• _Data provided_:
PR #18813, opened 2026-08-26
fix(web): dataset auto-metadata toggle reverts to off after save

euvre:
### Summary

On the Go-variant dataset configuration page, the Extractor tab's **auto metadata** switch silently reverted after saving: the user toggles it on, clicks Save, and the switch comes back off — while the dataset-level config (and thus the actual extraction behavior) keeps the old state, so the UI and the API disagree (reported as "toggle auto-turns off but the feature still works").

• _Brief_: Reproduce the data. Keep it exact.

• _Answer_:
PR #18813, opened 2026-08-26
fix(web): dataset auto-metadata toggle reverts to off after save

euvre:
### Summary

On the Go-variant dataset configuration page, the Extractor tab's **auto metadata** switch silently reverted after saving: the user toggles it on, clicks Save, and the switch comes back off — while the dataset-level config (and thus the actual extraction behavior) keeps the old state, so the UI and the API disagree (reported as "toggle auto-turns off but the feature still works").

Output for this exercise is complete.